Inspired by critiques of the existence of our happiness class (thank you, thank you so much!), I’ve decided to increase the frequency of my happiness posts and updates. Look for much more here on specific happiness assignments from our University of Montana Happiness Class. You can follow along. Unfortunately, the class is pretty much full-up now, but there will be more opportunities to take University of Montana happiness classes this summer and during the next academic year.

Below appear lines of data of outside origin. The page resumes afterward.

PR #125, opened 2021-05-08
gen2 record/replay

Erol444:
**This functionality (both recording and replaying) will be moved to `depthai/depthai_demo.py` script in the future.**

-------------------------

added record.py/replay.py scripts. Also added */data/* to gitignore.

TODO:
- Optionally save depth as well and when replaying, use saved depth instead of mono frames & stereo node
- Add readme
- Add demo video/gif
-

### DIFF
--- a/.gitignore
+++ b/.gitignore
@@ -1,2 +1,3 @@
 .DS_Store
 __pycache__
+*/data/*
--- a/gen2-replay/README.md
+++ b/gen2-replay/README.md
@@ -28,10 +28,12 @@ optional arguments:
                         Set manual exposure time of the RGB camera [1..33000]
   -ei EXPOSURE_ISO, --exposure-iso EXPOSURE_ISO
                         Set manual exposure ISO of the RGB camera [100..1600]
-   -e, --encode         Encode mono frames into jpeg
-   -disp, --disp      Store disparity frames as well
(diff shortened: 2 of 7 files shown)


Luxonis-Brandon:
This will be so nice to have in depthai_demo.py.  And I really like the idea that was brought up internally of adding some kind of "dataset sharing" functionality, so community (and we) could prepare some common use case datasets (like driving) and whole community could easily use it by just specifying the name into the depthai_demo argument.  That will be so awesome for folks to be able to replicate work.

dhruvsheth-ai (commented):
https://github.com/luxonis/depthai-experiments/blob/gen2-replay/gen2-replay/README.md#replay-usage

Erol444:
> https://github.com/luxonis/depthai-experiments/blob/gen2-replay/gen2-replay/README.md#replay-usage
> 
> Just a suggestion, the -p comment could be changed to `Path of the stored data` to avoid confusion with the record.py path comment. :)
> 
> This script is really useful btw!!

you are totally right, we will keep that in mind when migrating this functionality into depthai_demo, thanks :)

Erol444:
a (very) late update: we have merged this functionality in a separate PR: https://github.com/luxonis/depthai-experiments/pull/202

PR #261, opened 2021-12-15
Updated & tested all experiments

Erol444:
to depthai 2.13.3 so all experiments are supported by the OAK-D-Lite


tersekmatija (approved):
Thanks! We should really look into adding one general requirements that would work for most projects, and then additional requirements.txt for edge cases in projects directories.

Erol444:
I agree, let's sync offline on that.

Below, I’ve included the description of the course from the syllabus:

COURSE CONTENT AND DESCRIPTION: Over the past 20 years, research on happiness has flourished. Due to the natural interest that most Americans have for happiness, research findings (and unfounded rumors) have been widely distributed worldwide. Every day, happiness is promoted via online blogs, newspaper and magazine articles, Twitter posts, Instagram videos, TikTok, and through many other media and social media venues. Ironically, instead of increases in national happiness, most epidemiological research indicates that all across the U.S., children, adolescents, adults, and seniors are experiencing less happiness, more depression, and higher suicide rates. To help sort out scientific reality from unsubstantiated rumors, in this course, we will describe, discuss, and experience the art and science of happiness. What this means is that we will define happiness, read a popular happiness book, examine scientific research studies, try out research experiments in class, engage in extended happiness lab assignments, and use published instruments to measure our own happiness and well-being. Overall, we will focus on how happiness and well-being are manifest in the physical, cognitive, emotional, interpersonal, spiritual, behavioral, and contextual/cultural dimensions of our lives.

Have a happy weekend . . . and watch for upcoming happiness assignments.